カーニバル最終日の前夜、フォスター家で開かれるカーニバル実行委員会主催のチャリティー舞踏会の余興に、サリーも招かれてダンスを披露します。舞踏会が終わった後フォスター家を去りかねていたサリーにフォスター夫人が声をかけます。私もダンスが好きなのよ。
お互いに肉親であると知らずに二人は仲良くなります。昔娘のためにピアノを弾いたように、フォスター夫人はサリーのダンスのためにピアノを弾くのでした。
曲馬団のサリーの結末:法廷のサリー
レノックス氏は息子をサリーから引き離そうと、用事をこしらえてペイトンを町の外に使いに出します。警察はマッガーグルがトランプを使った賭博で客から金を巻き上げようとしている現場を押さえます。マッガーグルは逃げましたが、パパを助けようとしたサリーが逮捕されます。

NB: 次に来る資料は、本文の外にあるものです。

PR #6041, opened 2026-01-29
spike(editor): Polymorphic routing for custom subdomains

DafyddLlyr:
## What does this PR do?
This is a spike which demonstrates we can achieve the following goals as part of the Tanstack Router migration - 
 - All teams can access their services via the standard routing pattern
 - Teams, with custom subdomains configured, can access their services via the subdomain routing pattern
 - This can be done in a type-safe method
 - This can be done whilst maintaining file-based routing
 
The changes demonstrated in this PR achieves all of the above via the following method - 
 - Split `_public` routes into two pathless layout routes (`_editor.planx.uk` and `_customSubdomains`)
 - Define a single shared loader and validation step which ensures all child routes will always have a `teamSlug` and `flowSlug`, regardless of their access pattern

As a neat bonus (and validation of our choice to change to Tanstack), we can now also drop the `PREVIEW_ONLY_DOMAINS` check - the asynchronous loader function allows us to make a DB query prior to initiating any routes. Please [see here for further context](https://github.com/theopensystemslab/planx-new/blob/nich/tanstack-router-migration/apps/editor.planx.uk/src/utils/routeUtils/utils.ts#L40-L54) on this problem.

Please note - this is just a proof-of-concept. I'm not proposing we merge this PR, I'll close once reviewed and tested and then I'll branch from `main` in order to implement this.

### Proposed route file structure
```
src/
└── routes/
    ├── _authenticated/               <-- Routes for authenticated users (flow editor)
    └── _public/                      <-- Routes for public users (public services)
        ├── -loader.ts                <-- Shared: Handle loader and validation logic once
        │
        ├── _editor[.]planx[.]uk/     <-- Path A: Standard URLs (planx.uk)
        │   └── $team/$flow/
        │       ├── route.tsx         <-- Gateway A: Load team details via $team param
        │       └── $sessionId/
        │           └── hello.tsx     <-- Example child page, with additional params
        │
        └── _customSubdomain/         <-- Path B: Custom subomains (planningservices.my-council.gov.uk)
            └── $flow/
               ├── route.tsx          <-- Gateway B: Load team details via custom subdomain DB lookup
               └── $sessionId/
                   └── hello.tsx      <-- Example child page, with additional params
```

## Migration plan
- [x] Proof of concept - will this work?
- [x] Close this PR, merge https://github.com/theopensystemslab/planx-new/pull/5591
- [ ] Move files to new structure, share loaders and other utils
- [ ] Simplify use of `validateTeamRoute()`
- [ ] Simplify (remove?) use of `useFlowRootPath()`
- [ ] Implement route switching in `<CustomLink/>`
- [ ] Remove `PREVIEW_ONLY_DOMAINS` frontend setup from our onboarding process
- [ ] Documentation / `README.md` explaining routes

### DIFF
--- a/apps/editor.planx.uk/src/routes/_public/-loader.ts
+++ b/apps/editor.planx.uk/src/routes/_public/-loader.ts
@@ -1,0 +1,87 @@
+import { notFound } from "@tanstack/react-router";
+import gql from "graphql-tag";
+import { client } from "lib/graphql";
+
+type LoaderArgs = {
+  params: {
+    /** All _public/ routes will have a $flow param */
+    flow: string;
+    /** $team param is either present, or can be derived from url.hostname (custom subdomain) */
+    team?: string;
+  };
+};
+
+/**
+ * All children of _public using this loader will have a $flowSlug and $teamSlug
+ */
+export type PublicContext = {
+  teamSlug: string;
+  flowSlug: string;
+};
+
+/**
+ * Prevents accessing a different team than the one associated with the custom domain.
+ * e.g. Custom domain is for Southwark but URL is looking for Lambeth
+ * e.g. https://planningservices.southwark.gov.uk/lambeth/some-flow
+ */
+export const validateTeamRoute = async (teamParam?: string) => {
+  const externalTeamName = await getTeamFromDomain(window.location.hostname);
+  if (teamParam && externalTeamName && externalTeamName !== teamParam) {
+    throw notFound();
+  }
+
+  return externalTeamName;
+};
+
+const QUERY_GET_TEAM_BY_DOMAIN = gql`
+  query GetTeamByDomain($domain: String!) {
+    teams(limit: 1, where: { domain: { _eq: $domain } }) {
+      slug
+      id
+    }
+  }
+`;
+
+export const getTeamFromDomain = async (
+  domain: string,
+): Promise<string | undefined> => {
+  const {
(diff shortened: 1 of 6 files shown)


apps/editor.planx.uk/src/routes/_public/-loader.ts
DafyddLlyr: As this is a proof-of-concept, I've just copied these utilities across here. When working on this for real, I'll tidy these up.

jessicamcinchak (commented):
Looked through all files here, but have _not_ tested locally yet - sorry! Hit larger issues here like missing AI-related env vars and ended up in a docker destroy/rebuild loop failing to pick up changes.

Now that we're reading from `teams.domain`, I _thought_ I'd be able to actually test on the  pizza by:
- Setting `teams.domain` to '6041.planx.pizza` in this pizza's Hasura console
- But https://6041.planx.pizza/doncaster/pre-application-advice/published does _not_ resolve to https://6041.planx.pizza/pre-application-adivce as I thought it might (it tacks on sort params like a team page, but does not throw any type of team-not-found error)
- Is this just a 'known' not possible? Should it be throwing an error or falling back to a 404?

nichgalzin (commented):
I think this all looks really clear, and works well. And visually in the file structure tells the story well of how the routes are separated. No more notes I can think of really!

PR #6043, opened 2026-01-30
fix(editor): Handle expired tokens and infinite redirect

DafyddLlyr:
## What's the problem?
Once a user's JWT has expired on https://github.com/theopensystemslab/planx-new/pull/5591, they are sent into a logout "doom loop". The page keeps refreshing without completing the logout operation.

https://github.com/user-attachments/assets/db2710cb-3f25-488d-975b-d769523a87a8

## What's the cause?
Right now the following is happening - 
 - A GraphQL request is made
 - Auth fails due to expired JWT
 - Apollo catches this, throws the toast
 - Toast sets route via `window.location.href`, not using router
 - Full page refresh triggered (white screen, all assets re-loading)
 - User lands on /logout, redirected to /login, redirected to /logout... 🌀 
   - This is ultimately happening as toast keeps getting re-triggered

## What's the solution?
I've put in place a few fixes here which resolve this.

1. Don't force redirect to `/login` on error

2. Handle all logout action on the `/logout` route
Currently this behaves differently if forced to logout, or if you logout manually. Keeping this logic all in one place is consistent and simpler.

3. Use `router.navigate()` instead of setting `window.location.href`
This means that we avoid a full refresh, meaning logging out it now much faster - no flash of white, and a bunch of requests for assets.

Locally you can complete the following actions - 

**1. Manual logout**
 - Login
 - Logout via menu
   - This is fast/instant, no flash of white page and full reload
   - JWT cookie is cleared (check dev tools > Application > Cookies > http://localhost:3000
 - Confirm you're actually logged out - if you try navigating to e.g. http://localhost:3000/admin-panel you'll just be sent back to the login page

**2. Forced logout**
 - Login
 - Wait 1 minute for JWT to expire
 - Try to make a request (e.g. load a team)
 - Expired session toast appears
   - Takes full 4 seconds for progress bar to complete, does not stop halfway like the video above
   - You're redirected to /logout
   - This is fast/instant, no flash of white page and full reload
   - JWT cookie is cleared (check dev tools > Application > Cookies > http://localhost:3000 
 - Confirm you're actually logged out - if you try navigating to e.g. http://localhost:3000/admin-panel you'll just be sent back to the login page

---

E2E tests here are failing in line with the parent branch (please see https://github.com/theopensystemslab/planx-new/actions/runs/21476653809/job/62185246192?pr=5591)

### DIFF
--- a/apps/editor.planx.uk/src/index.tsx
+++ b/apps/editor.planx.uk/src/index.tsx
@@ -7,23 +7,19 @@ import CssBaseline from "@mui/material/CssBaseline";
 import { StyledEngineProvider, ThemeProvider } from "@mui/material/styles";
 import { MyMap } from "@opensystemslab/map";
 import { QueryClientProvider } from "@tanstack/react-query";
-import {
-  createRouter,
-  RouterProvider as TanStackRouterProvider,
-} from "@tanstack/react-router";
+import { RouterProvider as TanStackRouterProvider } from "@tanstack/react-router";
 import { ToastContextProvider } from "contexts/ToastContext";
-import { getCookie, setCookie } from "lib/cookie";
 import { initFeatureFlags } from "lib/featureFlags";
 import { queryClient } from "lib/queryClient";
 import { AnalyticsProvider } from "pages/FlowEditor/lib/analytics/provider";
 import React, { Suspense, useEffect } from "react";
 import { createRoot } from "react-dom/client";
 import { ToastContainer } from "react-toastify";
+import { router } from "router";
 
 // init airbrake before everything else
 import * as airbrake from "./airbrake";
 import { client } from "./lib/graphql";
-import { routeTree } from "./routeTree.gen";
 import { defaultTheme } from "./theme";
 
 if (import.meta.env.VITE_APP_ENV !== "production") {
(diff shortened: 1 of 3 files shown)


apps/editor.planx.uk/src/routes/(auth)/logout.tsx
```diff
@@ -32,11 +23,8 @@ export const Route = createFileRoute("/(auth)/logout")({
     }
 
     // Clear cookies
-    const cookieString = `auth=; jwt=; expires=Thu, 01 Jan 1970 00:00:00 UTC; path=/;`;
```
DafyddLlyr: 🐛 It turns out that this doesn't actually work, upon logout the `jwt` cookie still persists (try it on pizza/staging/production).

> You can also assign to this property a string of the form "key=value", specifying the cookie to set/update. **Note that you can only set/update a single cookie at a time using this method.**

Source: https://developer.mozilla.org/en-US/docs/Web/API/Document/cookie

There's no real risk here as the token should be expired or revoked, and we also rely on the `auth` token, but it's better to update this now I've spotted it and to ensure that the intended removal is carried out.

PR #6044, opened 2026-01-30
feat: Use radio pattern with recommended tag for AI descriptions

ianjon3s:
## What does this PR do?

- Updates AI enhanced project description output to use radio groups, with `recommended` prop to highlight AI generated result

image

### DIFF
--- a/apps/editor.planx.uk/src/@planx/components/EnhancedTextInput/Public/Tasks/ProjectDescription.tsx
+++ b/apps/editor.planx.uk/src/@planx/components/EnhancedTextInput/Public/Tasks/ProjectDescription.tsx
@@ -26,28 +26,22 @@ import { CharacterCounter } from "ui/shared/CharacterCounter";
 import ErrorWrapper from "ui/shared/ErrorWrapper";
 import Input from "ui/shared/Input/Input";
 import InputRow from "ui/shared/InputRow";
+import ProgressiveLoading from "ui/shared/ProgressiveLoading";
 import ReactMarkdownOrHtml from "ui/shared/ReactMarkdownOrHtml/ReactMarkdownOrHtml";
 
 import { HOW_DOES_THIS_WORK } from "../../content";
 import type { EnhancedTextInputForTask } from "../../types";
+import type { TaskAction } from "../../types";
 import type { FormValues } from "../types";
 import ErrorCard from "./ErrorCard";
-import ProgressiveLoading from "ui/shared/ProgressiveLoading";
-import type { TaskAction } from "../../types"; 
-
 import {
-  StyledFormLabel,
-  RecommendedTag,
   QuoteDescription,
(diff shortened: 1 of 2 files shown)


apps/editor.planx.uk/src/@planx/components/EnhancedTextInput/Public/Tasks/ProjectDescription.tsx
```diff
@@ -35,29 +38,116 @@ import LoadingSkeleton from "./LoadingSkeleton";
 
 type Props = PublicProps<EnhancedTextInputForTask<"projectDescription">>;
 
-const Card = styled(Box)(({ theme }) => ({
+type DescriptionOption = "suggested" | "original" | "custom";
```
DafyddLlyr: This looks like a re-definition of `TaskAction` - it's probably simpler to retain a single type for these options.

apps/editor.planx.uk/src/@planx/components/EnhancedTextInput/Public/Tasks/ProjectDescription.tsx
```diff
@@ -35,29 +38,116 @@ import LoadingSkeleton from "./LoadingSkeleton";
...
     state.path,
   ]);
-
-  const { values, handleChange, errors, setFieldValue, setValues } =
+  const { values, errors, setFieldValue, setValues } =
     useFormikContext<FormValues>();
   const [open, setOpen] = useState(false);
+  const [selectedOption, setSelectedOption] =
+    useState<DescriptionOption | null>(null);
+  const [customDescription, setCustomDescription] = useState("");
```
DafyddLlyr: We're now managing state in two ways here - via `useState()` and via formik - I'd recommend sticking to a single source of truth, which should be the form state (formik) in this instance.

I think this will both simplify things a lot here, but it will reduce the chance of bugs if these two states get out of sync.

apps/editor.planx.uk/src/@planx/components/EnhancedTextInput/Public/Tasks/LoadingSkeleton.tsx
```diff
@@ -1,55 +1,102 @@
...
+  "Analysing your project description",
+  "Reviewing structure and tone",
+  "Generating suggested improvements",
+];
+
+const LoadingSkeleton: React.FC = () => {
+  const [visibleStages, setVisibleStages] = useState(1);
+
+  useEffect(() => {
+    if (visibleStages < LOADING_STAGES.length) {
```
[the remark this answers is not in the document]
ianjon3s: This works, just had to update
`isVisible = index < visibleStages;`
to
`isVisible = index <= visibleStages;`
to encompass all of the stages

DafyddLlyr (approved):

PR #6059, opened 2026-02-04
feat: Polymorphic routing for custom subdomains

DafyddLlyr:
## What does this PR do?

This PR aims to solve two problems -

1. Polymorphic routing for `_public/_customDomain` and `_public/_planXDomain`
2. The routing clash between `_authenticated/$team` and `_public/_customDomain/$flow`

I would have loved to have solved these independently in smaller PRs, but this proved quite challenging as they're quite closely linked solutions. Apologies for this PR being larger and more complex that I'd hoped - the diff here is a bit misleading as the majority of the changes come from the codegen file `routeTree.gen.ts`.

This PR is an implementation of the spike https://github.com/theopensystemslab/planx-new/pull/6041, which might be helpful in terms of context which I won't repeat here.

### Problem
Routing has to work consistently, regardless of if a user is on our domain or a custom subdomain. For example, `https://editor.planx.uk/doncaster/published/pages/privacy` has to serve the same content as `https://planningservices.doncaster.uk/pages/privacy` (`$team` is derived from the domain, and the `/published` "mode" is removed).

Please see https://github.com/theopensystemslab/planx-new/pull/6041 for further details.

### Solution
Routing is solved by splitting our `_public` routes into [two pathless layout routes](https://tanstack.com/router/v1/docs/framework/react/routing/file-naming-conventions) to differentiate them - `_customDomain` and `_planXDomain`. These share a single loader which is responsible for ensuring that any child components will always have a consistent `$team` and `$flow` param available via context. These values can then be used by any child `loader` or `beforeLoad` functions. There's certainly still some more scope for rationalising this but I'm keen to not grow this PR any more.

As a result of these split routes, we need to make sure that we always use relative links within these areas of the codebase. Once we're nested at `_customDomain/$flow` and `_planXDomain/$team/$flow/preview`, all other routes are consistent, e.g. `pages/$page`, `view-application` and `pay` routes. In order to manage this consistently I've added the `usePublicRouteContext()` hook which will allow us to always get the current location (as a `from` value) so that we can just link relatively from there. I've highlighted an example of this [in the files diff on this PR here](https://github.com/theopensystemslab/planx-new/pull/6059/changes#r2773909982).

### Problem
Both `_authenticated/$team` and `_public/_customDomain/$flow` ultimately resolve to `__root/$someParam`. As this is a clash, Tanstack Router isn't able to correctly evaluate which route to navigate to, leaving a route stuck in "pending". These a full write up of this issue [here on OSL Slack](https://opensystemslab.slack.com/archives/C01E3AC0C03/p1770224801176889) which I won't repeat..!

### Solution
I've added a level of specificity to all `_authenticated` routes by nesting a level deeper within an `/app` path. This ensures there's no routing clash, and a clearer internal distinction between public and authenticated routes. This change will break any hardcoded links we have in our Notion documentation or elsewhere, as well as any bookmarks which Editors may have in their browsers. This is somewhat mitigated by the need to login when navigating to any of these routes, but worth flagging as a regression here.

#### Naming
`/app` isn't particularly meaningful - I was looking for a short and pretty meaningless param that would be fairly discrete. The character `#` cannot be used, the following error is thrown - `Error: Disallowed character "#" found in square brackets in route path "_authenticated/[#]/$team/design".`

Very open to alternate options here 👍

### DIFF
--- a/apps/editor.planx.uk/src/hooks/usePublicRouteContext.ts
+++ b/apps/editor.planx.uk/src/hooks/usePublicRouteContext.ts
@@ -5,6 +5,7 @@ type PublicRoutePattern =
   | "/$team/$flow/preview"
   | "/$team/$flow/draft"
   | "/$team/$flow/published"
+  | "/$team/$flow"
   | "/$flow";
 
 /**
@@ -32,6 +33,7 @@ export const usePublicRouteContext = (): PublicRoutePattern => {
       if (routeId.includes("/preview")) return "/$team/$flow/preview";
       if (routeId.includes("/draft")) return "/$team/$flow/draft";
       if (routeId.includes("/published")) return "/$team/$flow/published";
+      if (routeId.includes("/pay")) return "/$team/$flow";
     }
 
     throw notFound();
--- a/apps/editor.planx.uk/src/@planx/components/Pay/Public/InviteToPayForm.tsx
+++ b/apps/editor.planx.uk/src/@planx/components/Pay/Public/InviteToPayForm.tsx
@@ -92,8 +92,9 @@ const InviteToPayForm: React.FC<InviteToPayFormProps> = ({
   const from = usePublicRouteContext();
 
   const redirectToConfirmationPage = (paymentRequestId: string) => {
+    // TODO: variable on custom subdomains?
     navigate({
-      to: "pay/invite",
+      to: "../pay/invite",
       from,
       search: { paymentRequestId },
     });
--- a/apps/editor.planx.uk/src/pages/Preview/ApplicationViewer.tsx
+++ b/apps/editor.planx.uk/src/pages/Preview/ApplicationViewer.tsx
@@ -26,6 +26,7 @@ const ApplicationViewer: React.FC = () => {
   const { pathname } = useLocation();
 
   const hasPaid = Boolean(govUkPayment);
+  // TODO: check this logic
   const hasSentInviteToPay = pathname?.match("pay/invite");
   const showFeeBreakdown = hasPaid || hasSentInviteToPay;
 
--- a/apps/editor.planx.uk/src/pages/Preview/Resume/ValidateSession.tsx
+++ b/apps/editor.planx.uk/src/pages/Preview/Resume/ValidateSession.tsx
@@ -61,7 +61,7 @@ export const LockedSession: React.FC<{
 
   return (
     <StatusPage
-      bannerHeading="Sorry, you can't make changes to this application"
+      bannerHeading="Sorry, you can't make changes to this form"
       additionalOption="startNewApplication"
     >
       {paymentRequest && (
@@ -73,7 +73,7 @@ export const LockedSession: React.FC<{
           ) to pay and changes might affect the fee.
           <br />
           <br />
-          You can{" "}
+          You can {/* TODO: Check / fix this link */}
           <CustomLink
             to="pay"
             from={from}
@@ -131,7 +131,6 @@ const ValidateSession: React.FC<{
   >({
     mutationFn: validateSession,
     onSuccess: (data) => resumeSession(data.reconciledSessionData),
-    onError: console.debug,
   });
 
   const handleSubmit = useCallback(
--- a/apps/editor.planx.uk/src/pages/layout/OfflineLayout.tsx
+++ b/apps/editor.planx.uk/src/pages/layout/OfflineLayout.tsx
@@ -6,9 +6,11 @@ const OfflineLayout = ({ children }: PropsWithChildren) => {
   const isFlowOnline = useStore.getState().flowStatus === "online";
   const searchParams = new URLSearchParams(window.location.search);
   const isUserResuming = Boolean(searchParams.get("sessionId"));
+  // TODO: Pay should be handled at a different level so we can just fallback to PaymentNotFound page
+  const isUserPaying = Boolean(searchParams.get("paymentRequestId"));
 
   // Allow users to complete Save & Return journeys, even if a flow is offline
-  const isFlowAccessible = isFlowOnline || isUserResuming;
+  const isFlowAccessible = isFlowOnline || isUserResuming || isUserPaying;
 
   return isFlowAccessible ? children : <OfflinePage />;
 };
--- a/apps/editor.planx.uk/src/utils/routeUtils/payQueries.ts
+++ b/apps/editor.planx.uk/src/utils/routeUtils/payQueries.ts
@@ -38,6 +38,7 @@ export const getPaymentRequest = async (
         retentionPeriod: getRetentionPeriod(),
       },
       context: {
+        role: "public",
         headers: {
           "x-hasura-payment-request-id": paymentRequestId,
         },
--- a/e2e/tests/ui-driven/src/invite-to-pay/nominee.spec.ts
+++ b/e2e/tests/ui-driven/src/invite-to-pay/nominee.spec.ts
@@ -51,6 +51,7 @@ test.describe("Nominee journey @regression", async () => {
     await expect(
       page.getByRole("heading", { name: "Pay", exact: true }),
     ).toBeVisible();
+    // TODO(a11y): Have we lost the `<main/>` structure?
     await expect(
       page.locator("#main-content").getByText("Invite to pay test"),
     ).toBeVisible();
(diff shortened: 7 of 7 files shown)


apps/editor.planx.uk/src/components/EditorNavMenu/EditorNavMenu.tsx
```diff
@@ -68,41 +68,42 @@ function EditorNavMenu() {
     }
   };
 
+  // TODO: How can we make this component type-safe?
```
jessicamcinchak: 👍

apps/editor.planx.uk/src/hooks/usePublicRouteContext.ts
```diff
@@ -0,0 +1,41 @@
+import { notFound, useMatches } from "@tanstack/react-router";
+import { useMemo } from "react";
+
+type PublicRoutePattern =
+  | "/$team/$flow/preview"
+  | "/$team/$flow/draft"
+  | "/$team/$flow/published"
+  | "/$team/$flow"
```
jessicamcinchak: In which scenario is `"/$team/$flow"` ever a public route? 

If cases of invite to pay (?), can this be more specific like `"/$team/$flow/pay"` to not be confused with authenticated editor graph route?

apps/editor.planx.uk/src/pages/FlowEditor/components/Sidebar/index.tsx
```diff
@@ -171,54 +174,61 @@ const Sidebar: React.FC = React.memo(() => {
...
                   color="inherit"
+                  preload={false}
                 >
                   <OpenInNewIcon />
-                </Link>
+                </CustomLink>
               </Tooltip>
 
               {isFlowPublished ? (
+                // TODO: Tooltip + CustomLink doesn't work
```
jessicamcinchak: nit: another possible TODO here: on "Open published flow", conditionally link to `"/$flow"` _if_ a custom domain is configured _and_ environment = production?

apps/editor.planx.uk/src/routes/_public/_customDomain/$flow/pay/invite/index.tsx
```diff
@@ -0,0 +1,38 @@
...
+    };
+  },
+  component: InviteToPayComponent,
+});
+
+function InviteToPayComponent() {
+  const data = Route.useLoaderData() as { paymentRequest: PaymentRequest };
+
+  return <InviteToPay {...data.paymentRequest} />;
+}
```
jessicamcinchak: Continues to be satisfying reading these very tidy, slick new route defintions ➕

apps/editor.planx.uk/src/routes/_public/_customDomain/$flow/pay/view-application.tsx
```diff
@@ -2,7 +2,7 @@ import { createFileRoute } from "@tanstack/react-router";
 import ApplicationViewer from "pages/Preview/ApplicationViewer";
 
 export const Route = createFileRoute(
-  "/_public/$team/$flow/published/view-application",
+  "/_public/_customDomain/$flow/pay/view-application",
```
jessicamcinchak: question: is this actually a correct "replace" here from `/published` to `/pay` ? Should it simply be `"/_public/_customDomain/$flow/view-application"` ?

apps/editor.planx.uk/src/routes/_public/_customDomain/$flow/route.tsx
```diff
@@ -0,0 +1,27 @@
...
+import React from "react";
+import {
+  createPublicRouteBeforeLoad,
+  createPublicRouteErrorComponent,
+  createPublicRouteHead,
+  PublicRouteLayout,
+  publicRouteSearchSchemas,
+} from "utils/routeUtils/publicRouteHelpers";
+
+// TODO: How much of this can live once at a higher level?
```
jessicamcinchak: 👍

apps/editor.planx.uk/src/routes/_public/_planXDomain/$team/$flow/draft/index.tsx
```diff
@@ -2,7 +2,9 @@ import { createFileRoute } from "@tanstack/react-router";
 import Questions from "pages/Preview/Questions";
 import React from "react";
 
-export const Route = createFileRoute("/_public/$team/$flow/draft/")({
+export const Route = createFileRoute(
+  "/_public/_planXDomain/$team/$flow/draft/",
```
jessicamcinchak: nit: trailing `/`in `draft/` (might mess with future find+replaces!)

apps/editor.planx.uk/src/routes/_public/_planXDomain/$team/$flow/pay/invite/index.tsx
```diff
@@ -6,22 +6,22 @@ import React from "react";
...
 import { z } from "zod";
 
-// Search schema for invite route
 const inviteSearchSchema = z.object({
   paymentRequestId: z.string().uuid(),
 });
 
-export const Route = createFileRoute("/_public/$team/$flow/pay/invite/")({
+export const Route = createFileRoute(
+  "/_public/_planXDomain/$team/$flow/pay/invite/",
```
jessicamcinchak: nit: another trailing `/` here

apps/editor.planx.uk/src/routes/_public/-loader.ts
```diff
@@ -0,0 +1,87 @@
...
+  }
+
+  // Type-safety only - resolver should not reach here without a $team param
+  if (!params.team) throw notFound();
+
+  return {
+    team: params.team,
+    flow: params.flow,
+  };
+};
```
jessicamcinchak: 🌟

apps/editor.planx.uk/src/pages/FlowEditor/components/Sidebar/index.tsx
DafyddLlyr: Yep, agreed - nice way of integrating custom subdomains a little more! 

Tickets added for both here - 
 - https://github.com/orgs/theopensystemslab/projects/8/views/1?pane=issue&itemId=155538647
 - https://github.com/orgs/theopensystemslab/projects/8/views/1?pane=issue&itemId=155539003

apps/editor.planx.uk/src/routes/_public/_customDomain/$flow/pay/view-application.tsx
DafyddLlyr: This is correct, it's just a weird git diff I think - the url structure matches the file path. 

I would love a simpler solution here but currently `/view-application` always lives at a level deeper than you are, repeated in many places (this is the same as `production` currently).

The reason for this is that there's always an additional `$mode` param on `_planXDomain` routes, and it's linked to from many places, so we can't consistently place it at `../view-application`. I do think there's room to improve and simplify this though - I've added a ticket to the board to take another look at the location of this page - https://github.com/orgs/theopensystemslab/projects/8/views/1?pane=issue&itemId=155547989

apps/editor.planx.uk/src/routes/_public/_planXDomain/$team/$flow/draft/index.tsx
DafyddLlyr: This is correct as it's [an index route](https://tanstack.com/router/v1/docs/framework/react/routing/routing-concepts#index-routes) (it's also auto-generated file and self-correcting).



https://github.com/user-attachments/assets/e6da831f-7992-406a-88bf-9989ffba3088

apps/editor.planx.uk/src/routes/_public/_planXDomain/$team/$flow/pay/invite/index.tsx
DafyddLlyr: Please see above.

apps/editor.planx.uk/src/components/EditorNavMenu/EditorNavMenu.tsx
DafyddLlyr: Ticket here for this one - https://github.com/orgs/theopensystemslab/projects/8/views/1?pane=issue&itemId=155550308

フォスター判事の法廷に立たされたサリーは、父親の名は?ときかれて「マッガーグル」と答え、母親の名は?ときかれて「パパが私のただ一人のお母さんです」と答えるのでした。判事はサリーを感化院に送ろうとしていました。サリーは廷吏を振り切って法廷の窓から逃亡しますが連れ戻されてしまいます。
一方、マッガーグルはギャングのアジトのある森に迷い込んでしまいます。サリーが逮捕されたことを知りますが、ギャングたちは彼らの秘密を知りすぎたマッガーグルを解放しません。でも、見張りをだまして逃げたマッガーグルはギャングたちとのカーチェイスの末法廷に到着し、サリーがフォスター判事の孫であることを明かします。
フォスター夫人は傍聴席で驚きの声を上げます。マッガーグルも賭博でなく「古い軍隊のゲーム」をしていたことになり無罪放免。新聞でサリー逮捕を知ったペイトンもかけつけました。
サリーを肉親の元に送り届けたマッガーグルは一人去って行こうとしますが、サリーが追い付いて引き留めます。判事もマッガーグルと握手をかわします。やがて、マッガーグルはこの町で不動産業に転職するのでした。
以上、映画「曲馬団のサリー」のあらすじと結末でした。